PR #4960, opened 2022-02-09
Add method to find the transition block to protoarray.

ajsutton:
## PR Description
In order to ensure we validate the merge transition block we need to be able to find it in the non-finalised data so add a method to protoarray to support that.

## Fixed Issue(s)
#4671 

## Documentation

## Changelog

### DIFF
--- a/protoarray/src/test/java/tech/pegasys/teku/protoarray/ProtoArrayTest.java
+++ b/protoarray/src/test/java/tech/pegasys/teku/protoarray/ProtoArrayTest.java
@@ -469,6 +469,62 @@ class ProtoArrayTest {
     assertThat(protoArray.contains(block2a)).isFalse();
   }
 
+  @Test
+  void findMergeTransitionBlock_emptyWhenHeadNotKnown() {
+    assertThat(protoArray.findMergeTransitionBlock(block1a)).isEmpty();
+  }
+
+  @Test
+  void findMergeTransitionBlock_emptyWhenTransitionNotYetHappened() {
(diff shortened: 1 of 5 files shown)


protoarray/src/test/java/tech/pegasys/teku/protoarray/ProtoArrayTest.java
```diff
@@ -469,6 +469,62 @@ void contains_shouldNotContainDescendantsOfInvalidBlock() {
...
+    addOptimisticBlock(3, block3a, block2a);
+    assertThat(protoArray.findMergeTransitionBlock(block3a)).isEmpty();
+  }
+
+  @Test
+  void findMergeTransitionBlock_emptyWhenAfterSpecifiedHead() {
+    addOptimisticBlock(1, block1a, GENESIS_CHECKPOINT.getRoot(), Bytes32.ZERO);
+    addOptimisticBlock(2, block2a, block1a, Bytes32.ZERO);
+    addOptimisticBlock(3, block3a, block2a, Bytes32.ZERO);
+    addOptimisticBlock(3, block4a, block3a);
```
tbenr: shouldn't be slot 4?

tbenr (approved):
LGTM. just a question on test

protoarray/src/test/java/tech/pegasys/teku/protoarray/ProtoArrayTest.java
ajsutton: It doesn't actually matter to protoarray but yes that would make more sense.

PR #4961, opened 2022-02-09
Verify transition block when importing descendant

ajsutton:
## PR Description
When importing blocks that descend from the merge transition block, ensure that the transition block is fully verified before considering the imported block fully verified.

Builds on #4960 and #4953

## Fixed Issue(s)
#4671

## Documentation

## Changelog


tbenr (approved):
LGTM

PR #4962, opened 2022-02-09
Start logging on startup earlier

### LINKED ISSUE #4339: Configure logging earlier in startup process
### Description
In a few cases we've found it problematic to handle logging because the log4j configuration is done too late in the startup process (latest example being #4324).  We should enable logging as early as possible during startup so that the logging system is available for use to as much of the init code as possible.

Suggested approach:
1. Remove `LoggingConfiguration` from `TekuConfiguration` so that it is an independent config object.
2. `LoggingOptions` would then have two methods, the existing `configure` which sets the `wireLogs` options that will remain in `TekuConfiguration` and a new `applyLoggingConfiguration` method which creates  the `LoggingConfiguration` instance and immediately calls `LoggingConfigurator.update(loggingConfig)`.
3. Call `applyLoggingConfiguration` immediately after the call to `setLogLevels` in both `BeaconNodeCommand` and `ValidatorClientCommand`.  Then logging will be available for the rest of the config creation process.

It would also be worth investigating if we can mark `logLevel` and `loggingOptions` in `BeaconNodeCommand` as `Scope.INHERIT` for PicoCLI so that they're automatically inherited by all subcommands, then call `applyLoggingConfiguration` in `setLogLevels`.  If we ensure all subcommands call `setLogLevels` they will now all benefit from logging being configured.  We could then revisit `SubCommandLogger` and get it to use logging, especially if we used a simpler default log format for subcommands that are meant to be interactive so it didn't prefix timestamp etc, essentially outputting the same as today but with the benefit of being able to override the log configuration if it is used in scripts etc.

zilm13:
## PR Description
- Moved logging startup in the beginning of node initialization sequence
- Moved `logLevel` to `LoggingOptions` + defaults it to INFO in logging builder, not sure that both changes are appreciated
- Played with `VoluntaryExitCommand` to see how subcommand logging could be presented with new logging options enabling file logging. If it's something we want to see, it could be advanced to other subcommands. If we do it, I guess we could add some documentation for this feature.

## Fixed Issue(s)

Fixes #4339 

## Documentation

## Changelog


zilm13:
Now I think that logging should be disabled by default for subcommands and enabled with any `logLevel` set. Say, if you want to see something in logs, you run it with `-l INFO`, though it looks like some magic behavior. Anyway I think we shouldn't log anything to file for subcommands by default

teku/src/test/java/tech/pegasys/teku/cli/AbstractBeaconNodeCommandTest.java
```diff
@@ -41,8 +44,24 @@
...
+        Map<String, String> environment,
+        StartAction startAction) {
+      super(outputWriter, errorWriter, environment, startAction);
+    }
+
+    @Override
+    public void startLogging() {
+      // disable logging startup, so file appenders are not really created
+    }
+  }
```
ajsutton: I wonder if instead of having to use a subclass of `BeaconNodeCommand` here we should just make the the `startLogging` method a non-static method on `LoggingConfigurator` (ie `startLogging(LoggingConfig config)` and then we can pass the instance of `LoggingConfigurator` into the `BeaconNodeCommand` constructor. For tests we'd pass a mock that does nothing.

ajsutton (commented):
I don't think we're getting any value from applying this to the submodules and it adds a fair bit more complexity.  So I think we just leave subcommands (other than validator-client) as-is.  it's still useful to have logging configured earlier in the beacon node and validator client startup so that we can log things while creating the TekuConfiguration.

teku/src/test/java/tech/pegasys/teku/cli/AbstractBeaconNodeCommandTest.java
zilm13: It could look cleaner, yeah

zilm13:
Ok, skipping subcommands, reverted those changes, though left some minor fixes in `VoluntaryExitCommand`.
Ready for review

zilm13:
Forgot to revert one small thing. Updated.

teku/src/main/java/tech/pegasys/teku/cli/subcommand/VoluntaryExitCommand.java
```diff
@@ -108,11 +107,14 @@ public void run() {
         confirmExits();
       }
       getValidatorIndices(validators).forEach(this::submitExitForValidator);
-    } catch (UncheckedIOException ex) {
+    } catch (InvalidConfigurationException ex) {
       if (Throwables.getRootCause(ex) instanceof ConnectException) {
         SUB_COMMAND_LOG.error(getFailedToConnectMessage());
         System.exit(1);
       }
```
ajsutton, line 114: Could we add an `else` case here to rethrow the original exception if it isn't a `ConnectException`? Otherwise we'll silently ignore `InvalidConfigurationException` which could be quite confusing.

ajsutton (approved):
LGTM. Just one additional fix I think is worth adding to the VoluntaryExit command while we're here.

teku/src/main/java/tech/pegasys/teku/cli/subcommand/VoluntaryExitCommand.java
zilm13: Nice catch, fixed. My bad I enable auto-merge, let's open another one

################

Out of the entries above, write out only the lines between the line holding "### Description" and the line holding "config creation process.", inclusive, each exactly as given.

▶ Response to this task:
### Description
In a few cases we've found it problematic to handle logging because the log4j configuration is done too late in the startup process (latest example being #4324).  We should enable logging as early as possible during startup so that the logging system is available for use to as much of the init code as possible.

Suggested approach:
1. Remove `LoggingConfiguration` from `TekuConfiguration` so that it is an independent config object.
2. `LoggingOptions` would then have two methods, the existing `configure` which sets the `wireLogs` options that will remain in `TekuConfiguration` and a new `applyLoggingConfiguration` method which creates  the `LoggingConfiguration` instance and immediately calls `LoggingConfigurator.update(loggingConfig)`.
3. Call `applyLoggingConfiguration` immediately after the call to `setLogLevels` in both `BeaconNodeCommand` and `ValidatorClientCommand`.  Then logging will be available for the rest of the config creation process.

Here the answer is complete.